Saturday, September 18, 2010

Should I Co-Sign to Help Someone Obtain Credit?

Recent shifts in policy have made it harder for young people and people without excellent credit to get their own loans and credit cards.  The CARD act now states that those under the age of 21 can not hold a credit card without either a steady job or a co-signer.  Those who have blemishes on their credit report are in a similar situation since lenders are less likely to turn the other cheek and offer these individuals new loans or credit cards.  With no where else to turn, these individuals are now turning to co-signers for assistance, but should you help them?  
Saying no to pleas from friends and family members looking for help can be tough, but remember, you should take careful consideration before cosigning.  Needless to say arguments about payments, loan status, and lack of communication can cause disputes and damage personal relationships.  Co-signing for those who are not close to can cause turmoil as well.
Lately, many have attempted to capitalize on the tight credit market by charging upfront fees to co-sign for individuals they don’t even know well.  Message boards and online posts are full of people looking for advice on how to start a cosigning business.  Teenagers and young adults without jobs as well as those who have damaged their credit due to bankruptcy make good prey for those looking to charge upfront fees to cosign.  If you’re considering starting this type of business, however, think twice before doing so.  While co-signing for a stranger may not be illegal, some may find it morally wrong and it could possibly end with both you and your co-signee in hot water with creditors. 

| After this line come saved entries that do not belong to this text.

PR #37, opened 2021-06-18
RFC 1008: TLS and ALPN Support

fantix:
[rendered](https://github.com/fantix/rfcs/blob/tls-v2/text/1008-tls-and-alpn.rst)

Closes #36


text/1008-tls-and-alpn.rst
```diff
@@ -0,0 +1,458 @@
...
+
+And echo back the generated certificate in standard output so that the
+server could simply read and use. So that the EdgeDB developer could
+always use ``edgedb -Ilocal-dev`` to access the dev server. The test
+suite could also take advantage from this mimic of real-life EdgeDB
+scenario to cover some real cases.
+
+Another server-side topic that was discussed in this RFC is the UNIX
+domain socket. It is proposed that the non-admin UNIX socket support
+should be removed, while the admin UNIX socket remains in clear-text
```
fmoor, line 298: Does this mean that we would undeprecate the currently deprecated admin unix socket features?

tailhook: I don't think so. It's still an appropriate way to use for auxiliary needs like resetting password, but I don't think we need it for anything else.

E.g. I don't think this is a good way for batch processing of data as disk usage time will probably dominate on the encryption time anyway.

text/1008-tls-and-alpn.rst
```diff
@@ -0,0 +1,458 @@
...
+
+First of all, we'd want to add a new Auth method ``Certificate`` beyond
+the other two methods ``Trust`` and ``SCRAM``. The ``Certificate``
+``Auth`` entry tells the EdgeDB server which users are allowed to
+authenticate themselves using a client certificate.
+
+Then we would need a new config type to store the trusted client
+certificate fingerprints. The idea is to let the CLI generate the client
+certificates using a local CA, and the CLI tells the server to trust the
+generated certificates.
```
tailhook, line 319: We don't need storing client certificate fingerprints.

The idea of client certificates is:
1. We have a CA, certificate of which is know to the EdgeDB server
2. CA emits a client certificate, having some identifier of the user name, say common-name of `username.yourdb.example.org`
3. When client authenticates it sends the certificate from (2) to the EdgeDB server, server verifies it via certificate described in (1) [this involves client-certificate private key to encode some challenge-responses but I'm omitting the details now].

So on each authorization, client certificate is checked against certificate chain and no individual user info is stored between sesesions. (Well, there is TSL session cache, but that's a different layer of abstraction).

text/1008-tls-and-alpn.rst
```diff
@@ -0,0 +1,458 @@
...
++------------+----------------+----------------+---------------------------+
+|            | Old Server     | New Server     | New Server in Compat Mode |
++============+================+================+===========================+
+| Old Client | Accessible     | Friendly Error | Accessible                |
++------------+----------------+----------------+---------------------------+
+| New Client | Friendly Error | Accessible     | Friendly Error            |
++------------+----------------+----------------+---------------------------+
+
+The EdgeDB development server (``edb server``) will provide a hidden
+option ``--no-tls`` to run the server in non-TLS compatible mode (just
```
tailhook, line 357: Can we have `--allow-non-tls` rather than `--no-tls` ? I think we should be able to detect whether the handshake was TLS one or binary protocol.

text/1008-tls-and-alpn.rst
```diff
@@ -0,0 +1,458 @@
...
+For both the server-side and client-side (if implemented) certificate
+verification, the corresponding private keys and their passphrases are
+critical for system security. Malicious parties could use the server
+credential to start a fake but valid server, potentially being able to
+collect sensitive queries without the user knowing. And a cracker could
+use the users' credentials to access their data in the database.
+
+As the server private key passphrase is stored in the
+``credentials.json`` file in clear text, this directory needs extra
+attention for security purposes in production environments.
```
tailhook, line 386: This will not be the case if my proposal above is accepted.

text/1008-tls-and-alpn.rst
```diff
@@ -0,0 +1,458 @@
...
+
+
+Security Implications
+=====================
+
+Enforcing TLS is supposed to be a full level-up in terms of security. It
+provides basic eavesdropping protection, and if configured properly the
+MITM protection too. This needs to be carefully documented as this RFC
+does not involve setting up a proper CA-based trust chain for MITM
+attacks.
```
tailhook, line 375: You don't need CA-based trust to prevent MITM. Veryfying server certificate is enough. So generating `credentials.json` by web UI of cloud (Aether) or providing certificate fingerprint alongside of user and password from DB Ops to Users within the company is enough for that. Client certificates are even better.

text/1008-tls-and-alpn.rst
```diff
@@ -0,0 +1,551 @@
...
+    {
+        "port": 10732,
+        "user": "edgedb",
+        "password": "login-password-in-clear-text",
+        "database": "edgedb",
+        "tls_certdata": "-----BEGIN CERTIFICATE-----\nMIICvjCCAaagAw..."
+    }
+
+The language bindings and the REPL should load the certificate from the
+value of ``tls_certdata`` and trust only that certificate for connecting
```
elprans, line 163: I'd clarify that `tls_certdata` can specify an issuing certificate as well up to some long-lived root cert.

text/1008-tls-and-alpn.rst
```diff
@@ -0,0 +1,551 @@
...
+
+* Python [4]_: ``set_alpn_protocols()`` and ``selected_alpn_protocol()``
+* Go [5]_: ``SupportedProtos`` and ``NegotiatedProtocol``
+* Node.js [6]_: ``ALPNProtocols`` and ``alpnProtocol``
+
+For now, the EdgeDB server will advertise two protocols in ALPN (however
+EdgeDB is not limited to only these two for future possibilities):
+
+* ``edgedb-binary``: The EdgeDB binary protocol
+* ``http``: HTTP-based protocol, including the server system API, and
```
elprans, line 254: Specifically, this would be `http/1.1`, as we might also add support for `h2` in the future too.

text/1008-tls-and-alpn.rst
fantix: Yeah sure thing - a real compatible dev server could be more handy.

text/1008-tls-and-alpn.rst
```diff
@@ -0,0 +1,458 @@
...
+    }
+
+On the client side (both the language bindings and the REPL), TLS server
+certificate verification should always be enabled. In order to accept
+the self-signed certificate, the client must automatically trust the
+certificate found in ``tls_certdata`` if this key is present in the
+``credentials.json``. The generated certificate must contain a valid
+host (usually ``127.0.0.1``) in the ``subjectAltName`` extension of type
+``dNSName`` [7]_, so that the client could always keep the hostname
+check on.
```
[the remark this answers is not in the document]
fantix: Let's skip hostname check for now, and the client could have a `TLS_STRICT` mode in the future if we need the check.

text/1008-tls-and-alpn.rst
```diff
@@ -0,0 +1,458 @@
...
+                    --tls-certfile as well.
+
+(This is exactly `ssl.SSLContext.load_cert_chain()` from Python [4]_.)
+
+The specified path will be stored in the so-called ``credentials.json``
+- a group of JSON files named after the EdgeDB instance in a well-known
+place (e.g. `~/.edgedb/credentials/` depending on the OS) that are meant
+to store credentials. The EdgeDB server instance will then load the
+certificate and private key from the designated paths on (re)start and
+reload.
```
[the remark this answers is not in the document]
fantix: Thanks for the comments and the offline discussion! To summarize, we'll move the server parameters to `metadata.json`, and leave the `credentials.json` for only client connection parameters (public key/cert only). We're not introducing CA just yet - this could come together with the future client cert verification.

text/1008-tls-and-alpn.rst
```diff
@@ -0,0 +1,458 @@
...
+set, simply return ``b""`` in the function - it will not be invoked if
+the private key is not protected by a password.
+
+When ``--tls-certfile`` is not present and the server is in ``devmode``
+or ``testmode``, the server will use the CLI to generate a self-signed
+certificate and use it to run the TLS server for development and
+testing. The generated certificate (with its private key) should be
+written to a ``credentials.json`` file just like the regular CLI
+behavior, together with the connection parameters. For example, the
+server would run this "hidden" CLI command on start::
```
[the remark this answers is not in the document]
fantix: I've updated the RFC not to use ``credentials.json`` for private keys. But I don't think we can use the CLI-specific data dir for core EdgeDB development, and the dev server doesn't always have a stable data dir (e.g. with `--temp-dir` or `--postgres-dsn`). So I kept some of the previous design (CLI generates a new self-signed cert and send to server through stdout on startup), and updated the pub cert into ``credentials.json`` together with the new ``edgedb authenticate`` command for easier core dev.

text/1008-tls-and-alpn.rst
fantix: 👍 Thanks!  Added an open question - looking forward to more comments on this topic.

text/1008-tls-and-alpn.rst
```diff
@@ -0,0 +1,580 @@
...
+    --tls-certfile  Path to a single file in PEM format containing the
+                    certificate as well as any number of CA certificates
+                    needed to establish the certificate’s authenticity.
+                    If not present, a self-signed certificate will be
+                    generated and used instead (for development only!).
+    --tls-keyfile   Path to a file containing the private key. If not
+                    present, the private key will be taken from
+                    --tls-certfile as well.
+
+(This is exactly `ssl.SSLContext.load_cert_chain()` from Python [4]_.)
```
1st1, line 80:
```suggestion
(This is exactly ``ssl.SSLContext.load_cert_chain()`` from Python [4]_.)
```

Single backticks mean something else in ReST, please check if you use them elsewhere

text/1008-tls-and-alpn.rst
```diff
@@ -0,0 +1,580 @@
...
+
+The EdgeDB CLI will automatically generate a self-signed certificate if
+``--tls-certfile`` is not present in command ``edgedb project init`` or
+``edgedb server init`` under the data directory of that EdgeDB instance
+as described in the previous section, in the names of
+``edgedb-cert.pem`` for the certificate in PEM format, and
+``edgedb-key.pem`` for the private key (no passphrase for simplicity).
+This certificate is supposed to be used for development purposes only.
+
+Likewise, the ``metadata.json`` file will be update with the full path
```
1st1, line 138:
```suggestion
Likewise, the ``metadata.json`` file will be updated with the full path
```

text/1008-tls-and-alpn.rst
1st1: Yes, we should clarify that the support of admin UNIX socket will be left only in the CLI. All bindings will not be able to connect to UNIX sockets at all.

1st1 (approved):
LGTM. I think we should merge this and iterate in follow up PRs if necessary (I think there's only one or two yet unaddressed comments)

text/1008-tls-and-alpn.rst
```diff
@@ -0,0 +1,580 @@
...
+=====================
+
+Usually TLS just work out of the box with the default settings. But for
+special security reasons, optionally the advanced TLS settings can be
+modified in the EdgeDB config system per instance. Specifically:
+
++-------------------------+--------------------------+--------------------------------------------------------------------------+
+| EdgeDB Config           | Python SSLContext member | Possible Values                                                          |
++=========================+==========================+==========================================================================+
+| ``tls_minimum_version`` | ``minimum_version``      | ``1.0``, ``1.1``, ``1.2``, ``1.3``, ``MIN_SUPPORTED``, ``MAX_SUPPORTED`` |
```
elprans, line 294: TLS <1.2 isn't considered to be secure anymore, so I think we should have 1.2 as the minimum.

You must be prepared to literally bail out the person you co-signed for should they default or become late on payments.  Otherwise, you’ll reap all of the disastrous results of late payments on your credit history.  In addition, cosigning makes it appear to credit card companies like you have several accounts.  Too many accounts could lower your FICO score.  If you’ve been in any of these situations, you should begin working on repairing yourdamaged credit now and refrain from cosigning for others in the future.